Your task
Nothing outside the stretch is wanted. Repeat exactly the lines of the listing below from the one that contains "kascote: yes sure, I" through the one that contains "As I put on", both ends included.
*** Begin section ***
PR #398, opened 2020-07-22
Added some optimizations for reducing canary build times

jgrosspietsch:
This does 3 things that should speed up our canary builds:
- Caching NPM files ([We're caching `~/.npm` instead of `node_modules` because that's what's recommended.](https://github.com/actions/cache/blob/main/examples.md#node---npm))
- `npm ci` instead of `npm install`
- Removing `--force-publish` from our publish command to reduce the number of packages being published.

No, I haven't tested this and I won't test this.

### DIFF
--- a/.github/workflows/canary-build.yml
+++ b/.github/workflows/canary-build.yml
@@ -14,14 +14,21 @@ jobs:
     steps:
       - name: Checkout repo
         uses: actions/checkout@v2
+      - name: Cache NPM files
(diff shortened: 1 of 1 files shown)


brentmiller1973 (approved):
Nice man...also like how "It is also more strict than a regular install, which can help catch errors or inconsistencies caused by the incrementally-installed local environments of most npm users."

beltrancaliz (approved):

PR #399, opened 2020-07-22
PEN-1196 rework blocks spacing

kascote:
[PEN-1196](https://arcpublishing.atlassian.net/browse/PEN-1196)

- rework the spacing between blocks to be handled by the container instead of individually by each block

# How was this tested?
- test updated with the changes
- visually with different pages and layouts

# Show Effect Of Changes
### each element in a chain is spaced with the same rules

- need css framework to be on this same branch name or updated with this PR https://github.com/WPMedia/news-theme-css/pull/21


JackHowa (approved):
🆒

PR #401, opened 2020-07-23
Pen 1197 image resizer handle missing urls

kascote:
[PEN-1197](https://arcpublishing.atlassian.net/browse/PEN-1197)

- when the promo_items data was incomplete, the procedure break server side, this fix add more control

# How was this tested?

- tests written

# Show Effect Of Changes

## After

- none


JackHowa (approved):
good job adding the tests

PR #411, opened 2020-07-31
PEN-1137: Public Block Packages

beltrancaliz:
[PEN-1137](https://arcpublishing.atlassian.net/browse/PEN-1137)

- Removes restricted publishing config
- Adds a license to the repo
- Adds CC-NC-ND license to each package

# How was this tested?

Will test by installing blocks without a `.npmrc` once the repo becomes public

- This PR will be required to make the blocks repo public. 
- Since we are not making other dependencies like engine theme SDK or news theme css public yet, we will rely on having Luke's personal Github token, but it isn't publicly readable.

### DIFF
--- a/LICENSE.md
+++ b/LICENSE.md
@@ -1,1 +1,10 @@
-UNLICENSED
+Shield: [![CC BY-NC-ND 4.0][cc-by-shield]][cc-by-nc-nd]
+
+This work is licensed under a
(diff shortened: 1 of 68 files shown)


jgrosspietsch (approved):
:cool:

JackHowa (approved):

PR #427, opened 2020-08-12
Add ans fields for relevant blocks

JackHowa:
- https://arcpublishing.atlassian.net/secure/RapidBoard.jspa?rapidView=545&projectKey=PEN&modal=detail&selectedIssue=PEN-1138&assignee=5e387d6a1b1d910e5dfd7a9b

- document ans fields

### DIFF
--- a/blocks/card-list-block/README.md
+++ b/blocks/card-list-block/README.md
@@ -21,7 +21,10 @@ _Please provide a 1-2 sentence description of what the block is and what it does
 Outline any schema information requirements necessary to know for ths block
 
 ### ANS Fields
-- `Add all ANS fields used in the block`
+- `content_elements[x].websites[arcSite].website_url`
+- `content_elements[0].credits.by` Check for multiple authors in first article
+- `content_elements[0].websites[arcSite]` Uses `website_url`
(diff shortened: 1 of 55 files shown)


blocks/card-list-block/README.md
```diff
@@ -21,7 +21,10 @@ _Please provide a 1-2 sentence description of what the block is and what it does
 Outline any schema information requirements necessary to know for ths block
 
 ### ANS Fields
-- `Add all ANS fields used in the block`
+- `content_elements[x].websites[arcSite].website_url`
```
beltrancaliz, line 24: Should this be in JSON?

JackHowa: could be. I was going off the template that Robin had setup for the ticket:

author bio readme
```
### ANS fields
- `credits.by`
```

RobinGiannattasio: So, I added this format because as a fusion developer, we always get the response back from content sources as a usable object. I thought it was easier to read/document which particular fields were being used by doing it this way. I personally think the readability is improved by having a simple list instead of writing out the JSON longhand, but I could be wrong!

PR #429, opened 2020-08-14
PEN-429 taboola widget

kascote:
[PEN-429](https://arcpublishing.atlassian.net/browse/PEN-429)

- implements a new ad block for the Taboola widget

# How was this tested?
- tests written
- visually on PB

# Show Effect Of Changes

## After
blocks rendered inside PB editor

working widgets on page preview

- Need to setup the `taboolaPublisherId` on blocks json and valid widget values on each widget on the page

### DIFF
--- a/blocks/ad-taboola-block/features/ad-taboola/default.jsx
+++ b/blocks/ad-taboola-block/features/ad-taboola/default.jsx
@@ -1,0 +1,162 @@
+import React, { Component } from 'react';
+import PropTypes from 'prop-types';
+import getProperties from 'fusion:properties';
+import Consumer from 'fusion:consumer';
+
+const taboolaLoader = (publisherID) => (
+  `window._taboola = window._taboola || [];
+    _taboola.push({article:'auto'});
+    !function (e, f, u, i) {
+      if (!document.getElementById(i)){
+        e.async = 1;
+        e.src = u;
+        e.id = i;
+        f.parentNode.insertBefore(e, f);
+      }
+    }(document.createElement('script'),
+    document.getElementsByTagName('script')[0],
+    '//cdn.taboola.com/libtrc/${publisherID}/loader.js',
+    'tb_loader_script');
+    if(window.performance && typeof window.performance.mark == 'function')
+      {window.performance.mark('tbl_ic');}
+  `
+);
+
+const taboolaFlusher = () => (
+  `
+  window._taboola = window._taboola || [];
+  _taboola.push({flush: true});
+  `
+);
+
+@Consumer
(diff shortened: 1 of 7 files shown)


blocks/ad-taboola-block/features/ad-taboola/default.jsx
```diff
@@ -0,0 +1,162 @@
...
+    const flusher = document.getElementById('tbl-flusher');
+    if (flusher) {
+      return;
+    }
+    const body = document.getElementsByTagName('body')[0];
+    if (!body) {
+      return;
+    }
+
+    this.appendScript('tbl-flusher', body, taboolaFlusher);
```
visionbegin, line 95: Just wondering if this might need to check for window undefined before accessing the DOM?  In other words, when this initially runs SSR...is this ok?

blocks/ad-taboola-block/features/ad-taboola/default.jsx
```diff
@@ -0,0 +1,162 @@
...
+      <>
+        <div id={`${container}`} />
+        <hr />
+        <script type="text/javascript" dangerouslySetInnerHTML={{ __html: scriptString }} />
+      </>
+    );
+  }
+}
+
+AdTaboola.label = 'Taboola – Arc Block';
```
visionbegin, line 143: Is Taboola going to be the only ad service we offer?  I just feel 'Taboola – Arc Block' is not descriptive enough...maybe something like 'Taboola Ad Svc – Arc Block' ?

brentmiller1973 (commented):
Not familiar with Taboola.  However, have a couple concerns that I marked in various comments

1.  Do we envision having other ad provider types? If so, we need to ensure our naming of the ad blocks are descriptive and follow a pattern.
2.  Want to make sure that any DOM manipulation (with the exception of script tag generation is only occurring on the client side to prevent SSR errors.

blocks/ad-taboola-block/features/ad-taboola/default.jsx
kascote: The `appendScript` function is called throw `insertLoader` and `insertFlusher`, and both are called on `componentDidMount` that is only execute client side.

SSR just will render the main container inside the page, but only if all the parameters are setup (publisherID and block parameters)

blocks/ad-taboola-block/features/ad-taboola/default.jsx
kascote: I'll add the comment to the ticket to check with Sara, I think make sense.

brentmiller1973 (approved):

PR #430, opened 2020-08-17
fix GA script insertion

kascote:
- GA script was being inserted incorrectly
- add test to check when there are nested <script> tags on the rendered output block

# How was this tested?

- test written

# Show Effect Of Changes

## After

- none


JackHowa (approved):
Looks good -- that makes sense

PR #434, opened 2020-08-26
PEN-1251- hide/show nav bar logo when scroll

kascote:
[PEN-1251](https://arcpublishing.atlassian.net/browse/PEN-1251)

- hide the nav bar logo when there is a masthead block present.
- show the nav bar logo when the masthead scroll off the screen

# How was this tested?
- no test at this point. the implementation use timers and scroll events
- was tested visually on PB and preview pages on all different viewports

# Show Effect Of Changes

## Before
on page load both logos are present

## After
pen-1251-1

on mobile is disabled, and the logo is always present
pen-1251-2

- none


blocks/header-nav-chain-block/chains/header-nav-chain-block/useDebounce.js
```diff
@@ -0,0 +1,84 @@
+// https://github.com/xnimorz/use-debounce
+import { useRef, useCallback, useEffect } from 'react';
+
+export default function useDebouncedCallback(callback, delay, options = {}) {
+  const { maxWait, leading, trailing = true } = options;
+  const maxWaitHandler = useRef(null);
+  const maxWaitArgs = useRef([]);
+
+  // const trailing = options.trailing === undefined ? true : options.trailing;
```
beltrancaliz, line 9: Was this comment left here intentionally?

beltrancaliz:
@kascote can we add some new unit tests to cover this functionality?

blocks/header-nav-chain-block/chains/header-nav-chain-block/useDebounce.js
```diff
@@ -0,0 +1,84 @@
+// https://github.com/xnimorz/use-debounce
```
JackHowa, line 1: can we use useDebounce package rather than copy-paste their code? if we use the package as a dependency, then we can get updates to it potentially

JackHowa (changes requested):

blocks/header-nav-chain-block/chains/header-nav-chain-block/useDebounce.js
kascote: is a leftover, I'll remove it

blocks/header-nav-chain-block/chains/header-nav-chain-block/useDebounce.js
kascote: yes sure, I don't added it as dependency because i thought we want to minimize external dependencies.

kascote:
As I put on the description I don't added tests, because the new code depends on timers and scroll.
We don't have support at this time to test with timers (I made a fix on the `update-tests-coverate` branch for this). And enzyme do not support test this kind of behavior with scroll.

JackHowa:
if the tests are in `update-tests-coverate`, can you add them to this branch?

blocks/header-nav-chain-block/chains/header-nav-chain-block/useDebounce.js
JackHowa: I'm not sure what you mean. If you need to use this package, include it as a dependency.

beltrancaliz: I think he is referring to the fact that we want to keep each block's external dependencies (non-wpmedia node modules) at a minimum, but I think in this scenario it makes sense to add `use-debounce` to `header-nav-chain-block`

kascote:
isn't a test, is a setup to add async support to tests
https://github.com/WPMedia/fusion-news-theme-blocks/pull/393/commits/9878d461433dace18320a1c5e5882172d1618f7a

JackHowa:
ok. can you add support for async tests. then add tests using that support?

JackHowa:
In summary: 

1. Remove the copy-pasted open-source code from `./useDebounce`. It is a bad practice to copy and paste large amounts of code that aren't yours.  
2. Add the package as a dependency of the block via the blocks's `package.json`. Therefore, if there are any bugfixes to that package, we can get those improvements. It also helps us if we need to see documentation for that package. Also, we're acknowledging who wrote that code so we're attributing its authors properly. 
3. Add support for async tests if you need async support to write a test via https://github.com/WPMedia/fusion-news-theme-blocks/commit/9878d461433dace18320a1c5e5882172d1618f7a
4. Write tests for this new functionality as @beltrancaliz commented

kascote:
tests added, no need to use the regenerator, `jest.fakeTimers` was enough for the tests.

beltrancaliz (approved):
*** End section ***
*** Begin section ***
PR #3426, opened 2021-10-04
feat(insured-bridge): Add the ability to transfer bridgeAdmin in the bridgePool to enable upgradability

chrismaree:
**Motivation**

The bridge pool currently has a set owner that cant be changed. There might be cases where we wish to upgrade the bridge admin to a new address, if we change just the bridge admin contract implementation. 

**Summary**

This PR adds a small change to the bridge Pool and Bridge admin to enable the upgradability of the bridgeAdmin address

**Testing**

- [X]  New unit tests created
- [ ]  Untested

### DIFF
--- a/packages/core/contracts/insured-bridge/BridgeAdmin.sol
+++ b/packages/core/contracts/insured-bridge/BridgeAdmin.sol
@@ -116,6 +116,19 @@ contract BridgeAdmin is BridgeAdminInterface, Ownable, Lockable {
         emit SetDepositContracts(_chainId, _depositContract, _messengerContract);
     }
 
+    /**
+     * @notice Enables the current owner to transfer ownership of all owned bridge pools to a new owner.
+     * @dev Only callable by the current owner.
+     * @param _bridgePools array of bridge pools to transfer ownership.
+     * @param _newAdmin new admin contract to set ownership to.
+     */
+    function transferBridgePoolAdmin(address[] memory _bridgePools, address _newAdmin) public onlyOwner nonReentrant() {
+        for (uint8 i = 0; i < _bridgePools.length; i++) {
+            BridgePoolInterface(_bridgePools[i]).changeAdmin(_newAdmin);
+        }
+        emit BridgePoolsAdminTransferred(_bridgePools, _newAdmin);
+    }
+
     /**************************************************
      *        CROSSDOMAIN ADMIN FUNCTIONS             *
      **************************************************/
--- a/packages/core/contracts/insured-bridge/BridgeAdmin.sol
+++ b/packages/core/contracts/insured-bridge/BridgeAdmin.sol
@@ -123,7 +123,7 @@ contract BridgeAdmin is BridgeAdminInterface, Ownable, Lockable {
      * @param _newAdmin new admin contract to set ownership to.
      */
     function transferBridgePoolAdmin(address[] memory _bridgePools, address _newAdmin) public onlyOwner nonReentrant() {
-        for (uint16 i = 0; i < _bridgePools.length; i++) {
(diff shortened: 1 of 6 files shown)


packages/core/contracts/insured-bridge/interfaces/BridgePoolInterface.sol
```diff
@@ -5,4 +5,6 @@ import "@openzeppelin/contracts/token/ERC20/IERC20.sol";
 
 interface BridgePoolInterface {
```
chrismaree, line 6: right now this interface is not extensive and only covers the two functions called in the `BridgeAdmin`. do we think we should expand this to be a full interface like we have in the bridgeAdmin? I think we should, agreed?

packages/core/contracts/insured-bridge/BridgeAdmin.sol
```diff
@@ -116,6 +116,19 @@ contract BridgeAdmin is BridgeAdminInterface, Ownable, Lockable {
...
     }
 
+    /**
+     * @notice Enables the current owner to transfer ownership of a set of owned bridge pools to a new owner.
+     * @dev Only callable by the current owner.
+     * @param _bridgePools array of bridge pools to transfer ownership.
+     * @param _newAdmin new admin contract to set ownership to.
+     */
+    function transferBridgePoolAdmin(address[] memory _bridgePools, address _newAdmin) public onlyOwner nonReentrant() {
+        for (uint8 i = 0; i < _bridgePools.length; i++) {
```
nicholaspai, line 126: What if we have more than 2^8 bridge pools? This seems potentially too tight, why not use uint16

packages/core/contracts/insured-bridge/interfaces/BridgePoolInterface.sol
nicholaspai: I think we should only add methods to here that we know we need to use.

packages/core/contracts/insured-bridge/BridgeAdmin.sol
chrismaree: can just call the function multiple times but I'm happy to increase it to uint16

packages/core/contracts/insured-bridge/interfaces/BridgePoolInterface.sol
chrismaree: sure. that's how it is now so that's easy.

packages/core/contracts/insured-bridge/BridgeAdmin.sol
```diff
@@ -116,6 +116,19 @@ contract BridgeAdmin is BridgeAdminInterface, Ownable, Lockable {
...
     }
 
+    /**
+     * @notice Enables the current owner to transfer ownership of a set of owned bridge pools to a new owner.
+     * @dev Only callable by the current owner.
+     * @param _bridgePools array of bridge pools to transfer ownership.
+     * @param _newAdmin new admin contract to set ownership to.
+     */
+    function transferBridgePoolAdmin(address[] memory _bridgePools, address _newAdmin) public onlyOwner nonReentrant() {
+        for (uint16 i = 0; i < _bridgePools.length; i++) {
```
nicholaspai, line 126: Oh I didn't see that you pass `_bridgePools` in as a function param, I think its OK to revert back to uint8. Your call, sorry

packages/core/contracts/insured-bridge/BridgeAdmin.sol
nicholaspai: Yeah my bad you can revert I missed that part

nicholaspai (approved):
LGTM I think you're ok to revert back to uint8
*** End section ***
Result of this exercise
kascote: yes sure, I don't added it as dependency because i thought we want to minimize external dependencies.

kascote:
As I put on the description I don't added tests, because the new code depends on timers and scroll.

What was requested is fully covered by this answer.